Only lines holding "without" are needed; copy each of them from the data below.
════
PR #10793, opened 2026-08-19
fix(catalog): exclude generic 128k default from combo context min() (#10734)

### LINKED ISSUE #10734: fix(catalog): combo context_length advertised as 128k when members are 500k (generic default counted in min())
## Bug Description

`GET /v1/models` advertises a user-defined combo's `context_length` as **128000** even when every *concrete, catalogued* member of that combo (and of nested combo-refs) is advertised at **500000**.

This is not an explicit `context_length` override on the combo record (that field is unset). The catalog computes the combo window as the **minimum of member windows**. Members that are missing from the live catalog, or that only resolve through `getTokenLimit()`'s generic provider default (`DEFAULT_LIMITS.default = 128000` / `CONTEXT_LENGTH_DEFAULT`), are treated as a *known* 128k window and pull the advertised combo min down to 128k.

Clients that trust `/v1/models` (agent gateways, catalog sync, preflight admission) then hard-stop at 128001 tokens **before** any compression / compaction / upstream request.

Related but distinct: #8942 (context metadata as routing hint, not hard combo rejection), #10141 (approximate token estimates vs admission). This issue is specifically **catalog advertisement of combo `context_length`**.

## Steps to Reproduce

1. Create combo `A` whose members include:
   - a real large-context model that `/v1/models` lists at 500000 (e.g. a SuperGrok / grok-cli `grok-4.x` id)
   - plus at least one member that is **not** in the live catalog, or that has no synced/registry/spec window (so resolution falls through to `getTokenLimit()` → generic 128000)
2. Optionally wrap `A` in combo `B` as a single `combo-ref` (no explicit `context_length`).
3. `GET /v1/models` and inspect `id=A` and `id=B`.

## Expected Behavior

- Combo `context_length` should be the min of **sourced** member windows only (synced / registry / spec / explicit override).
- The generic 128000 fallback must **not** count as a known window for `minKnownNumber`.
- If no sourced window exists, omit `context_length` (or mark it unknown) rather than advertising 128000.
- Nested combo-refs should inherit that same rule, not lock the wrapper to 128k.

## Actual Behavior

- Combo `A` and wrapper `B` both advertise `context_length: 128000` and `max_input_tokens: 128000`.
- Concrete catalogued members of `A` still advertise 500000.
- Agent clients that preflight against the combo id therefore reject prompts that would fit the real target.

## Environment

- OmniRoute: **v3.8.49** (published image)
- Installation: Docker / Kubernetes, single replica, SQLite state
- OS: Linux
- Relevant code (v3.8.49 tree):
  - `src/lib/combos/comboContext.ts` — `computeComboContextLength()` / `minKnownNumber`
  - `src/app/api/v1/models/catalog.ts` — `buildComboCatalogMetadata()`
  - `open-sse/services/contextManager.ts` — `DEFAULT_LIMITS.default = 128000`, `CONTEXT_LENGTH_DEFAULT`
  - `src/app/api/combos/auto/route.ts` — `advertisedContextLength || 128000`

## Error Output

```
GET /v1/models/{combo}
{ "id": "<combo>", "owned_by": "combo", "context_length": 128000, "max_input_tokens": 128000 }

GET /v1/models/{concrete-member}
{ "id": "<provider>/<model>", "context_length": 500000 }
```

No request body / keys / hostnames included.

## Additional Context

Workaround for operators today: set an **explicit** `context_length` on the combo (the documented override), and/or pin downstream catalogs to a real usable window instead of trusting the advertised combo number.

A safer catalog rule: treat `getTokenLimit()`'s generic default as `specific: false` (that flag already exists on `resolveTokenLimit`) and exclude non-specific values from combo `min()`.

Prudhvivuda:
## Summary
- Combo `context_length` in `/v1/models` is the min of *sourced* member windows only (canonical window or a provider/model-specific token limit).
- `getTokenLimit()`'s generic 128000 catch-all (`specific: false`) is no longer treated as a known window, so a 500k combo is not advertised as 128k because an unsourced or generic-default member entered `min()`.
- Explicit combo `context_length` overrides still win. Nested combo-refs inherit the same sourced-min rule.

Closes #10734

⚠️ base-red inherited: #9985

## Test plan
- [x] `node --import tsx/esm --test tests/unit/combo-context-generic-default-10734.test.ts`
- [x] `node --import tsx/esm --test tests/unit/combo-context-prefix-resolution.test.ts`
- [x] `node --import tsx/esm --test tests/unit/models-catalog-combo-metadata.test.ts`
- [x] `node --import tsx/esm --test tests/unit/resolveComboContextLimit.test.ts`
- [ ] `GET /v1/models` for a combo whose catalogued members are 500k (plus an unsourced member) advertises 500000, not 128000

### DIFF
--- a/changelog.d/fixes/10734-combo-context-generic-default.md
+++ b/changelog.d/fixes/10734-combo-context-generic-default.md
@@ -1,0 +1,1 @@
+- **fix(catalog):** stop counting `getTokenLimit()`'s generic 128k catch-all as a known combo window, so `/v1/models` advertises the min of sourced member contexts instead of collapsing a 500k combo to 128k ([#10734](https://github.com/diegosouzapw/OmniRoute/issues/10734))
--- a/open-sse/services/contextManager.ts
+++ b/open-sse/services/contextManager.ts
@@ -282,6 +282,29 @@ export function getTokenLimit(
 }
 
 /**
+ * Context window from a known source only: an explicit canonical window, or a
+ * provider/model-specific `resolveTokenLimit` result. The generic 128000
+ * catch-all (`specific: false`) is treated as unknown so combo `min()` does
+ * not advertise 128k when every real member is larger (#10734).
+ */
+export function getSourcedTokenLimit(
+  provider: string,
+  model: string | null = null,
+  canonicalWindow?: unknown,
+  snapshot?: ModelCapabilityResolutionSnapshot | null
+): number | undefined {
+  if (
+    typeof canonicalWindow === "number" &&
+    Number.isFinite(canonicalWindow) &&
+    canonicalWindow > 0
+  ) {
+    return canonicalWindow;
+  }
+  const resolved = resolveTokenLimit(provider, model, snapshot);
+  return resolved.specific ? resolved.limit : undefined;
+}
+
+/**
  * Resolve a combo target's token limit without crashing when `parseModel(modelStr)`
  * returns `provider: null` (model id with no `provider/` prefix).
  *
@@ -315,7 +338,7 @@ export function getComboTargetTokenLimit(options: {
  * name heuristic, curated per-provider default) or only from the generic
  * catch-all default.
  */
-function resolveTokenLimit(
+export function resolveTokenLimit(
   provider: string,
   model: string | null = null,
   snapshot?: ModelCapabilityResolutionSnapshot | null
--- a/src/app/api/v1/models/catalog.ts
+++ b/src/app/api/v1/models/catalog.ts
@@ -68,7 +68,7 @@ import {
   isNoAuthRawProviderPrefix,
   normalizeBlockedProviderSet,
 } from "@/shared/utils/noAuthProviders";
-import { getTokenLimit } from "@omniroute/open-sse/services/contextManager";
+import { getSourcedTokenLimit, getTokenLimit } from "@omniroute/open-sse/services/contextManager";
 import { extractApiKey } from "@/sse/services/auth";
 import type { ComboModelStep } from "@/lib/combos/steps";
 import {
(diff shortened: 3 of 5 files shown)


diegosouzapw:
Verified this fix end-to-end -- the production change is correct and does what the title says.

**Confirmation:** I built a real (not fabricated) combo `{glm/glm-5.2, aimlapi/deepseek-chat}` -- `aimlapi/deepseek-chat` is a genuinely registered model whose `resolveTokenLimit()` falls through to the generic 128k catch-all (`specific: false`), matching the exact scenario in #10734. With this PR's `getSourcedTokenLimit()` in place, `computeComboContextLength()` returns `1000000` as expected. Reverting just the two `getSourcedTokenLimit` call sites back to `getTokenLimit` reproduces the bug exactly (`128000`). All 4 tests named in the test plan pass, plus the shipped `combo-context-generic-default-10734.test.ts` suite (7/7).

**One suggestion (non-blocking):** 3 of the 7 shipped tests -- including the flagship "GET /v1/models does not advertise 128k" integration test -- use `not-a-real-provider/no-such-model` as the "unsourced member" fixture. That model is filtered out by a separate, pre-existing gate (`getCanonicalModelMetadata`'s source check for "not registered in any source at all"), independent of this fix. I confirmed this by reverting the production change and re-running the suite: all 7 tests still pass unchanged. Only the 4 lower-level `resolveTokenLimit`/`getSourcedTokenLimit` unit tests actually fail without the fix.

For a regression guard that actually exercises `getComboTargetCatalogMetadata`/`computeComboContextLength`'s new branch, consider swapping that fixture for a real registered-but-unsourced model (e.g. `aimlapi/deepseek-chat`, or any `PROVIDER_MODELS` entry with no canonical `contextWindow` and no `REGISTRY.defaultContextLength`/`DEFAULT_LIMITS` entry for its provider) in a follow-up. Doesn't block this PR -- the production fix is sound and well-scoped as-is.

⚠️ Noted: base-red #9985 is correctly flagged in the PR body.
════
__Response below__
  * Resolve a combo target's token limit without crashing when `parseModel(modelStr)`
**One suggestion (non-blocking):** 3 of the 7 shipped tests -- including the flagship "GET /v1/models does not advertise 128k" integration test -- use `not-a-real-provider/no-such-model` as the "unsourced member" fixture. That model is filtered out by a separate, pre-existing gate (`getCanonicalModelMetadata`'s source check for "not registered in any source at all"), independent of this fix. I confirmed this by reverting the production change and re-running the suite: all 7 tests still pass unchanged. Only the 4 lower-level `resolveTokenLimit`/`getSourcedTokenLimit` unit tests actually fail without the fix.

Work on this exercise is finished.